Collected data:
###
Issue #271, opened 2024-09-11
context-aware chunking 


ktam3:
**Feature Overview (aka. Goal Summary)**
_An elevator pitch (value statement) that describes the Feature clearly and concisely. Complete during New status._

Converting a document with mixed elements (e.g., a PDF with tables, images, text, image captions, multiple text columns per page like in papers, etc.) to Markdown requires identifying the objects and processing them accordingly for a proper Markdown representation (e.g. multi-page table, as an MD table, two-column pages as paragraphs in the correct order, etc.)

To achieve this, we must start working on context-aware chunking of the ingested documents and augment the elements with additional metadata required for identifying the source, location within the source, etc.

 

**Goals (aka. expected user outcomes)**
_The observable functionality that the user now has due to receiving this feature. Include the anticipated primary user type/persona and which existing features will be expanded. Complete during New status._

This feature is to adopt a tool for context-aware chunking for preprocessing the documents during the ingestion pipeline and to be used by the SDG and other steps.

- https://github.com/DS4SD/docling
- https://github.com/DS4SD/quackling 

 

**Requirements (aka. Acceptance Criteria):**
_To be considered complete, the feature must deliver a list of specific needs or objectives. Be sure to include nonfunctional requirements such as security, reliability, performance, maintainability, scalability, usability, etc. Initial completion during Refinement status._
- The change should be transparent from the user CLI perspective
- Backward compatibility of datasets generated by previous versions is not required.

 

**Done - Checklist (mandatory)**
- CI-test validating integration with docling/quackling
- Any evaluation metrics resulting from SDG process should remain not less than 5% of the existing one or, preferably, provide significant improvements

aakankshaduggal:
Yes, @bbrowning, the goal here is twofold: First, to enable users to easily convert hefty PDFs into the expected markdown format using Docling. This allows us to support a wider range of input formats, like PDFs, in addition to markdown files. Second, we aim to enhance our chunking strategy by implementing semantic chunking for the referenced documents in the qna.yaml, ensuring that chunks are more contextually meaningful rather than relying on simple markdown boundaries with overlap.

bbrowning:
Thanks @aakankshaduggal for that clarification!

noelo:
@aakankshaduggal  for what it's worth I did a quick POC using the [semantic-chunkers](https://github.com/aurelio-labs/semantic-chunkers) component. Code is [here](https://github.com/noelo/instruct-generate/blob/main/injest-splitter.ipynb) WIP

PR #284, opened 2024-09-23
Integrate Context-Aware Chunking and PDF Support

khaledsulayman:
Add context-aware document chunking for PDFs.

Checking by filetype to decide whether to use the context-aware chunker (pdf) or text-splitter (md).
Currently uses docking v1 json format.

Resolves: #271


bbrowning:
I'm keeping track of the work here, but withholding any feedback until you get to a point where you think it's ready. If you need any help tracking down CI or other test failures while working on this, let me know and I'll make time.

src/instructlab/sdg/utils/chunking.py
bbrowning, line 1: We'll need to also rename `tests/test_chunking.py` to `tests/test_docprocessor.py` and update its tests to pass in the new expected values to the `chunk_documents` method.

requirements.txt
```diff
@@ -10,5 +10,8 @@ openai>=1.13.3,<2.0.0
 #       removed once that one is removed.
 # do not use 8.4.0 due to a bug in the library
 # https://github.com/instructlab/instructlab/issues/1389
+pypdf>=5.0.0
```
bbrowning, line 13: Do we actually need pypdf here? We're using it to read the contents of the PDF files, but then we're never actually using the contents of PDF files downstream. If we really want to read the contents of the PDF, we could use something like https://github.com/DS4SD/docling-parse instead as that's already a dependency of docling anyway, so won't be bringing in anything extra?

requirements.txt
```diff
@@ -10,5 +10,8 @@ openai>=1.13.3,<2.0.0
...
+tabulate>=0.9.0
 tenacity>=8.3.0,!=8.4.0
+transformers>=4.44.2
```
bbrowning, line 16: Should we align this with instructlab/instructlab? Currently that's on 4.41.2 at https://github.com/instructlab/instructlab/blob/main/requirements.txt#L34

requirements.txt
bbrowning, line 1: We're missing an entry for `docling` here to get docling itself added as a requirement. And, since docling depends on torch, we'll want to also add a dependency on torch to pin its version to the same range as instructlab/instructlab - https://github.com/instructlab/instructlab/blob/main/requirements.txt#L31 (currently `torch>=2.3.0,<2.4.0`)

src/instructlab/sdg/utils/docprocessor.py
```diff
@@ -0,0 +1,595 @@
...
+# Third Party
+from datasets import Dataset, concatenate_datasets
+from tabulate import tabulate
+from transformers import AutoTokenizer
+import yaml
+
+# Local
+
+logger = logging.getLogger(__name__)
+DOC_FILEPATH = Path("~/.local/share/instructlab/documents").expanduser()
```
bbrowning, line 30: This path should probably be somewhere under the `output_dir` from generate_data.py. Since we'll create new docs here for every run, perhaps under the `node_datasets_*` subdirectory for that run?

src/instructlab/sdg/utils/docprocessor.py
```diff
@@ -0,0 +1,595 @@
...
+        return None
+
+    return concatenate_datasets(filtered_datasets)
+
+
+class DocProcessor:
+    def __init__(
+        self,
+        parsed_doc_dir: Path,
+        tokenizer_model_name: str = "TheBloke/Mixtral-8x7B-Instruct-v0.1-GGUF",
```
bbrowning, line 342: This should come from the model_name parameter passed to generate_data.py's `generate_data`. That way we load the tokenizer for the same teacher model that's being used.

src/instructlab/sdg/utils/docprocessor.py
```diff
@@ -0,0 +1,595 @@
...
+
+    print(f"""THIS IS KHALED: CHUNKING PDF DOCS
+        {pdf_docs[0]=}
+    """)
+
+    converter = DocumentConverter(pipeline_options=PipelineOptions())
+    parsed_pdfs = [converter.convert_single(d) for d in pdf_docs]
+    parsed_dicts = [p.render_as_dict() for p in parsed_pdfs]
+
+    docling_jsons_path = DOC_FILEPATH / "docling-jsons"
```
bbrowning, line 618: Prefer `os.path.join` to combine paths to string concatenation - `os.path.join` handles various edge cases like ensuring we don't add double slashes and more complex paths.

src/instructlab/sdg/utils/taxonomy.py
```diff
@@ -108,37 +110,55 @@ def _get_documents(
...
+                        # Process PDF files
+                        with open(file_path, "rb") as file:
+                            reader = PdfReader(file)  # Use pypdf PdfReader
+                            pdf_text = ""
+                            for page in reader.pages:  # Iterating through pages
+                                pdf_text += page.extract_text()
+                            file_contents.append(pdf_text)
+
+        if file_contents:
+            filepaths = [DOC_FILEPATH / p for p in file_patterns]
```
bbrowning, line 155: Prefer `os.path.join` to combine paths to string concatenation - `os.path.join` handles various edge cases like ensuring we don't add double slashes and more complex paths.

src/instructlab/sdg/utils/docprocessor.py
```diff
@@ -0,0 +1,595 @@
...
+            {"chunks": "document"}
+        )
+
+        # Only keep document greater than 100 tokens
+        new_ds = new_ds.filter(
+            lambda x: get_token_count(x["document"], self.tokenizer) > 100
+        )
+        return new_ds
+
+    def get_processed_dataset(self) -> Dataset:
```
bbrowning, line 468: What calls this method? I couldn't find it being used anywhere.

src/instructlab/sdg/utils/docprocessor.py
```diff
@@ -0,0 +1,595 @@
...
+        """
+        Process all the parsed docling json files and return a dataset.
+        Returns:
+            Dataset: Dataset object.
+        """
+        datasets = []
+        for json_fp in self.docling_jsons:
+            chunk_ds = self._process_parsed_docling_json(json_fp)
+            chunk_ds_with_icls = self._add_icls(chunk_ds)
```
bbrowning, line 477: Where do we add the icl values for non-PDF files? This codepath only happens for PDFs, right?

bbrowning (changes requested):
I did an initial once-over - may not have caught everything, and some of the things I caught I think will be obvious once we can run tests (including end-to-end CI tests) on this.

We'll want to add a pdf file and data generation from it to our existing end-to-end tests to exercise that code-path, as there's a lot of new logic here that we'll want to ensure works in the CI environment.

I tried to focus mostly on the issues that will either cause packaging headaches (keeping our dependencies as slim as possible), user-impacting issues running this across multiple systems (file path handling), or breakage to things like existing markdown functionality. We can clean up other bits later once we get clean end-to-end tests working for markdown and PDFs.

requirements.txt
bbrowning: Here's a suggested change to requirements.txt that adds docling and aligns a couple of dependencies with the CLI repo:
```
diff --git a/requirements.txt b/requirements.txt
index 195dddf..84bb75c 100644
--- a/requirements.txt
+++ b/requirements.txt
@@ -1,17 +1,20 @@
 click>=8.1.7,<9.0.0
 datasets>=2.18.0,<3.0.0
+docling>=1.15.0,<2.0.0
 GitPython>=3.1.42,<4.0.0
 httpx>=0.25.0,<1.0.0
 instructlab-schema>=0.4.0
 langchain-text-splitters
 openai>=1.13.3,<2.0.0
+pypdf>=5.0.0
+tabulate>=0.9.0
 # Note: this dependency goes along with langchain-text-splitters and may be
 #       removed once that one is removed.
 # do not use 8.4.0 due to a bug in the library
 # https://github.com/instructlab/instructlab/issues/1389
-pypdf>=5.0.0
-tabulate>=0.9.0
 tenacity>=8.3.0,!=8.4.0
-transformers>=4.44.2
+# align torch with instructlab/instructlab
+torch>=2.3.0,<2.4.0
+transformers>=4.41.2
 xdg-base-dirs>=6.0.1
```
That would be enough to at least get some of these tests running, although until test_chunking.py is adjusted it's going to just error on every run.

src/instructlab/sdg/utils/docprocessor.py
```diff
@@ -0,0 +1,637 @@
...
+            for entry in pd:
+                json_file.write(json.dumps(entry) + "\n")
+
+    dp = DocProcessor(
+        parsed_doc_dir=str(docling_jsons_path),
+        tokenizer_model_name=model_name,
+        qna_yaml_path=Path("~/.local/share/instructlab/taxonomy").expanduser() / leaf_node_path / "qna.yaml",
+    )
+
+    chunked_pdfs = list(dp.get_processed_dataset())
```
aakankshaduggal, line 603: @bbrowning we are calling `get_processed_dataset` here.

bbrowning: Ahh, yes. That was added between my comment above and this comment, so marking the comment above as resolved :smile:

bbrowning:
Digging into things a bit more trying to run them locally, there are multiple model artifacts we'll have to deal with. Docling brings 2 of its own models, but it also uses the `easyocr` module which downloads 1+ models from GitHub as well depending on usage options. And, we also need to ensure the tokenizer lives on disk from our teacher model. So, that's at least 4 things we need to help the user explicitly download as opposed to attempting to do it silenty/transparently behind the scenes, as part of data generation - the teacher model's tokenizer, the 2 docling models, and the 1+ easyocr models. We'll also need to disable the implicit download of these probably, to be consistent with elsewhere in InstructLab where we expect models to be explicitly downloaded to disk. Or, at least surface that option to the user.

Additionally, the easyocr models prefer to run on a GPU and log a warning if only run on the CPU. We'll need to decide how we want to handle that, and whether we now expect the data generation process to also consume GPU capacity in addition to our teacher model that already runs on a GPU in a separate (sometimes external to this machine) process.

n1hility:
I agree we probably do not want implicit downloading and execution of models (at least by default, and at least without thinking about how that should apply with the other models). It would be fine if we logged an error to run ilab model download.

On the easyocr also agree. vllm is quite sensitive to competing GPU use for example, and will hard fail with activity on the same GPU during init, plus vllm can be greedy for its kv cache. How essential / impactful is GPU acceleration for this use case?

bbrowning:
I haven't done any timings yet myself to see how long a large PDF document will take to convert using only CPU vs GPU. The docling team is working to add an alternative OCR implementation (tesseract) that doesn't require GPU nor downloading any models 3rd-party sources. So, once that lands, we should be able to remove the concerns around easyocr at least.

src/instructlab/sdg/utils/docprocessor.py
bbrowning: Ok, digging into this a bit more, we shouldn't be doing anything different for icl values with PDFs, right? I'm confused why we do anything with icl_query_* here at all, as that all gets handled in taxonomy.py already. What's the intent behind the separate duplicate icl handling for pdfs?

bbrowning:
I have a fork of this work where I'm doing a basic attempt at a pdf chunking test and getting it passing end-to-end to get things wired through at https://github.com/bbrowning/instructlab-sdg/commits/docprocessor-updates/ . The changes there at least get the stubbed in test passing, but the test isn't validating everything it needs to and I think the chunks are still not quite right.

aakankshaduggal:
@bbrowning Thanks for testing the PR. Given we had a little more time for this issue, to avoid any hard coded paths or just checking for mds or pdfs, we are planning to do a better redesign that makes ingestion of other datatypes in the future a lot easier that it was to add the support for pdfs.

src/instructlab/sdg/utils/taxonomy.py
```diff
@@ -21,9 +24,13 @@
 import yaml
 
 # Local
-from . import chunking
+from .chunkers import DocumentChunker
+
+# Initialize the pdf parser
+parser = pdf_parser()
```
jaideepr97, line 30: @khaledsulayman @bbrowning 
do we know if this internally downloads the docling models automatically or would we need to externally ensure that those models are present before invoking the parsing?

jaideepr97: I would like to ensure that we error out if those models are not available on disk rather than silently download them somehow

tests/test_chunkers.py
```diff
@@ -0,0 +1,168 @@
...
+        assert (
+            "Got a larger chunk overlap (100) than chunk size (24), should be smaller"
+            in str(exc.value)
+        )
+
+
+class TestContextAwareChunker():
+    @pytest.fixture
+    def chunker(documents_dir):
+
```
bbrowning, line 129: Attempting to run the unit tests from this PR locally (via `tox -e py3-unit`), I'm getting `IndentationError: expected an indented block after function definition on line 128` from this line because there's nothing in the function body - ie needs something here for the code to actually run.

src/instructlab/sdg/utils/chunkers.py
###
§ **Required work**:
Where the line with "concisely. Complete during New status._" ends, your copy should end too; please return exactly the lines from the first line of the data through it.

§ **Exercise solution**:
Issue #271, opened 2024-09-11
context-aware chunking 


ktam3:
**Feature Overview (aka. Goal Summary)**
_An elevator pitch (value statement) that describes the Feature clearly and concisely. Complete during New status._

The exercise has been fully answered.